Computes the randomized response estimation, its variance estimation and its confidence interval through the Horvitz model. The function can also return the transformed variable. The Horvitz model was proposed by Horvitz et al. (1967) and by Greenberg et al. (1969).

Usage

Horvitz(z,p,alpha,pi,type=c("total","mean"),cl,N=NULL,pij=NULL)

Arguments

Details

In the Horvitz model, the randomized response device presents to the sampled person labelled i a box containing a large number of identical cards, with a proportion p,(0 <p < 1) bearing the mark A and the rest marked B (an innocuous attribute whose population proportion \alpha is known). The response solicited denoted by z_i takes the value y_i if i bears A and the card drawn is marked A or if i bears B and the card drawn is marked B. Otherwise z_i takes the value 0.

The transformed variable is r_i=\frac{z_i-(1-p)\alpha}{p} and the estimated variance is \widehat{V}_R(r_i)=r_i(r_i-1).

Value

Point and confidence estimates of the sensitive characteristics using the Horvitz model. The transformed variable is also reported, if required.

References

Greenberg, B.G., Abul-Ela, A.L., Simmons, W.R., Horvitz, D.G. (1969). The unrelated question RR model: Theoretical framework. Journal of the American Statistical Association, 64, 520-539.

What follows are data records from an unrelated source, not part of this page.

Issue #43, opened 2021-10-10
Allow transcoding of multimedia content.


JulioNahum:
**The ability to choose the quality of playback when choosing a movie or series is urgently needed.**

**I think this feature would be the most essential since it would be the first jellyfin client for android that allowed content transcoding.** _I AM GRATEFUL FOR YOUR WORK and I WOULD LIKE YOU TO INCLUDE IT AS SOON AS POSSIBLE._ 

**I know we all have our lives and work, and you do too, but you have shown that you have done an excellent job creating this client. And I hope this client is the official Jellyfin for mobile needs. With this feature, the application would level up and be above EMBY.**

SmearyThrower:
any chance this ever coming to findriod🤞🏻

jramseygreen:
I, and many other jellyfin users I know, love this project but find the lack of transcoding a complete deal breaker. I really hope it's supported soon and this will become our jellyfin daily drive client!

isZYKerman:
I really need the transcode feature. When I commute, my network becomes so poor that it cannot support high bitrate video. ☹️ I really want to see this feature in the app as soon as possible.

mattalxndr:
Yeah hopefully this feature makes the list at some point. It's a great player though, when I'm unmetered.

BillCipher-exe:
Yes please add this feature

Bhuemann:
Yes I don't need any more features but this one

KdntNinja:
This would also be useful as my home network doesn't have a high upload speed so streaming outside doesn't work without transcoding.

l0stpt:
Is this going to happen in the future? 

Would be really cool since the official android jellyfin client can't play hevc files, only the web player but the web player sucks.

Also thanks for this amazing software I love it and use it daily.

PR #791, opened 2024-07-18
feat: Transcoding stream in player selection + Transcoded downloads

### LINKED ISSUE #775: Transcode downloads to save storage space
My tablet does not need to save a 4k version of the movie.

Saving a transcoded version with lower resolution (picked at time of download with a default setting) would be nice.

nomadics9:
- Transcoded stream support (Auto(adaptive) - Original - 1080p - 720p - 480p - 360p)
- Transcoded download support (Original - 1080p - 720p - 480p - 360p)

- [x] Fully working transcoded stream
- [x] Embedded subtitle in transcoded stream
- [x] Transcoded download (Original - 720p - 480p - 360p)
- [x] Adding embedded subtitle tracks externally when playing offline 
- [x] App preference for download quality
- [x] Dialog to pick download quality when download if default is not set 

## TODO:

- [x] Enum  -> [commit](https://github.com/jarnedemeulemeester/findroid/pull/791/commits/6dded2e72641868731d4716e6b35e906496b9799) [commit](https://github.com/jarnedemeulemeester/findroid/pull/791/commits/7adcc50d750d82e08104987e97665ab9c65c85f9)
- [x] Strings + icon name -> [commit](https://github.com/jarnedemeulemeester/findroid/pull/791/commits/c79342523be289a34d0bfd1a143e3c3abf3ecd88)
- [x] Rework getting OriginalHeight for quality selection dialog -> [commit](https://github.com/jarnedemeulemeester/findroid/pull/791/commits/21ae815223643a8dae0fa28cdf2e4ca00486b07a)
- [x] Add option to choose between h265(HEVC) or h264 to transcode into -> [commit](https://github.com/jarnedemeulemeester/findroid/pull/791/commits/8482df97334301057081a735491b00bd8d84e1c5)
- [x] Code clean up -> [commit](https://github.com/jarnedemeulemeester/findroid/pull/791/commits/5609f7368d34ed6a7067c29d35dfdcc3eca03f00)

#### Enum commits changes [1](https://github.com/jarnedemeulemeester/findroid/pull/791/commits/6dded2e72641868731d4716e6b35e906496b9799)     [2](https://github.com/jarnedemeulemeester/findroid/pull/791/commits/7adcc50d750d82e08104987e97665ab9c65c85f9)

- New Enum "VideoQuality"
- Add Resolution 1080p
- Bitrates values change -> 1080p - 8Mbps | 720p - 3Mbps | 480p - 1.5Mbps | 360p 800Kbps 
- All transcodes to H264 and AAC-128k
- Bugfix causing unprivileged users not able to change stream quality
- Show selected quality selection dialog

## Apks 

- [x] [Here](https://github.com/nomadics9/ananas/actions/runs/10023633669)

#### Closes
#775 
#43


core/src/main/java/dev/jdtech/jellyfin/utils/DownloaderImpl.kt
```diff
@@ -82,20 +85,40 @@ class DownloaderImpl(
...
-                    val request = DownloadManager.Request(source.path.toUri())
-                        .setTitle(item.name)
-                        .setAllowedOverMetered(appPreferences.downloadOverMobileData)
-                        .setAllowedOverRoaming(appPreferences.downloadWhenRoaming)
-                        .setNotificationVisibility(DownloadManager.Request.VISIBILITY_VISIBLE_NOTIFY_COMPLETED)
-                        .setDestinationUri(path)
-                    val downloadId = downloadManager.enqueue(request)
-                    database.setSourceDownloadId(source.id, downloadId)
-                    return Pair(downloadId, null)
+                    if (appPreferences.downloadQuality != "Original") {
```
Jcuhfehl, line 88: This string is a sort of [magic number](https://en.wikipedia.org/wiki/Magic_number_(programming)) (i'm not sure if there's a better term which also encompasses strings). You should probably replace this with an enum

app/phone/src/main/java/dev/jdtech/jellyfin/fragments/MovieFragment.kt
```diff
@@ -192,72 +192,82 @@ class MovieFragment : Fragment() {
...
-            }
+                handleDownload()
         }
 
         binding.peopleRecyclerView.adapter = PersonListAdapter { person ->
             navigateToPersonDetail(person.id)
         }
     }
 
+    private fun handleDownload() {
```
Jcuhfehl, line 203: A lot of this code is the same between the `EpisodeBottomSheetFragment` and `MovieFragment`. Since a lot of it is UI logic I'm not sure it could be avoided, but I think it'd be worth checking if there's a way to reduce the duplication.

core/src/main/java/dev/jdtech/jellyfin/utils/DownloaderImpl.kt
```diff
@@ -263,4 +390,66 @@ class DownloaderImpl(
...
         }
     }
+
+    private suspend fun getTranscodedUrl(
+        itemId: UUID,
+        quality: String,
+    ): Uri? {
+        val maxBitrate =
+            when (quality) {
+                "720p" -> 2000000 // 2 Mbps
```
Jcuhfehl, line 400: Same "magic number" problem, I'd prefer an enum here

core/src/main/res/drawable/ic_quality.xml
Jcuhfehl, line 1: The file names for icons should be the same as their names on [lucide.dev](https://lucide.dev/)

app/phone/src/main/java/dev/jdtech/jellyfin/PlayerActivity.kt
```diff
@@ -342,6 +347,23 @@ class PlayerActivity : BasePlayerActivity() {
         } catch (_: IllegalArgumentException) { }
     }
 
+    private fun showQualitySelectionDialog() {
+       val height = viewModel.getOriginalHeight() // TODO: rewrite getting height stuff I don't like that its only update after changing quality
+        val qualities = when (height) {
+            0 -> arrayOf("Auto", "Original - Max", "720p - 2Mbps", "480p - 1Mbps", "360p - 800kbps")
```
Jcuhfehl, line 353: This cannot be localized because the strings are hardcoded. You should use `strings.xml` for this so the strings can be translated in weblate

core/src/main/res/values/string_arrays.xml
```diff
@@ -25,4 +25,16 @@
         <item>audiotrack</item>
         <item>opensles</item>
     </string-array>
+    <string-array name="quality_entries">
```
Jcuhfehl, line 28: Same thing here: these item names cannot be localized, so they should refer to `strings.xml`

core/src/main/res/xml/fragment_settings_downloads.xml
```diff
@@ -9,4 +9,16 @@
         android:defaultValue="false"
         app:key="pref_downloads_roaming"
         app:title="@string/download_roaming" />
+<!-- TODO: Strings -->
+    <ListPreference
+        android:key="pref_downloads_quality"
+        android:title="Download Quality"
+        android:defaultValue="Original"
```
Jcuhfehl, line 16: Same localization issue here

Jcuhfehl (changes requested):
Looks nice (although I didn't test it yet). I noticed a few things that could be improved.
Also I think adding a transcoded 1080p (maybe even a 4k one) would be useful. People may store 4k BDRemuxes, so getting a stream that's not full blu-ray bitrate would often be needed in that case.

UriSheinman:
Graphic Subtitles don't work when transcoding, that is quite an issue...

nomadics9:
> Graphic Subtitles don't work when transcoding playback, that is quite an issue... Edit: In general subtitles and track selection is kinda all over the place, sometimes it shows options sometimes it doesn't, sometimes it shows track's language and sometime it doesn't. Also there's no indicator in the quality selection as to what is selected. There should be a checkmark or something...

hey, thanks for testing! for PSGSUB I noticed I never get a deliveryurl for this specific codec only. not sure why the path is always null. However there is one more thing i would like to try. 

As for audio tracks there is no logic to handle audio tracks yet. I havent even thought about it .I will need to have a look.

app/phone/src/main/java/dev/jdtech/jellyfin/fragments/MovieFragment.kt
nomadics9: Those are 2 different UI fragments might be by design to separate the two when adjustment is needed so I left it as is. I will mark it as resolved.

MarkusTieger:
If it gets transcoded anyway, why not just add a way to deselect certain audio tracks from being downloaded?
Also would be nice to have a way to change that: "All transcodes to H264 and AAC-128k"
(haven't tried the apk, just assumptions from the issue description)

jarnedemeulemeester:
Just to let you know, I have been looking at this PR from time to time.
Once I have a little more time to spare I will take a look at it in more detail.

NickLewanowicz:
Any chance this gets merged soon? Streamyfin has a similar transcode download feature but IMO Findroid is a much better UI. 

It was posted on [this jellyfin feature request](https://features.jellyfin.org/posts/57/support-download-of-transcoded-files) that has been open for 5 years with over 300 upvotes. I imagine many of those people would love to see they have multiple mobile app options for transcoding offline downloads.

viggy96:
Does this PR tell the server to do tone mapping for HDR content or does it tell the server to passthrough the HDR metadata for the client to deal with? I would prefer the latter.

nomadics9:
> Just to let you know, I have been looking at this PR from time to time.
> Once I have a little more time to spare I will take a look at it in more detail.

Sorry I haven't gotten back to you sooner. It's been a while since I have done this. A small caveat I never wrote Kotlin before or after this PR. The feature might need a bit of tidying. It works. Since last time I used it. I haven't been updating my fork since then.

But since it's a big PR I do understand that it's a pain to work with. If you need any help please let me know! I will need to revisit it though.

nomadics9:
> Does this PR tell the server to do tone mapping for HDR content or does it tell the server to passthrough the HDR metadata for the client to deal with? I would prefer the latter. 

If I remember correctly. It uses your server settings. I was only telling the server to transcode into what, h265 or h264 which you can pick in settings. Video bitrate and audio bitrate which you can pick in video player. Nothing else regarding HDR.

ishanjain28:
Hii, here to voice my support for this pr.
I have friends who use findroid and transcoded streams will be a huge help!

Speiger:
Any update on this?
Because it looks pretty dead...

Horvitz, D.G., Shah, B.V., Simmons, W.R. (1967). The unrelated question RR model. Proceedings of the Social Statistics Section of the American Statistical Association. 65-72. Alexandria, VA: ASA.

See Also

HorvitzData

HorvitzDataStCl

HorvitzDataRealSurvey

HorvitzUB

SoberanisCruz

ResamplingVariance

Examples

N=10777
data(HorvitzData)
dat=with(HorvitzData,data.frame(z,Pi))
p=0.5
alpha=0.6666667
cl=0.95
Horvitz(dat$z,p,alpha,dat$Pi,"mean",cl,N)

#Horvitz real survey
N=10777
n=710
data(HorvitzDataRealSurvey)
p=0.5
alpha=1/12
pi=rep(n/N,n)
cl=0.95
Horvitz(HorvitzDataRealSurvey$sex,p,alpha,pi,"mean",cl,N)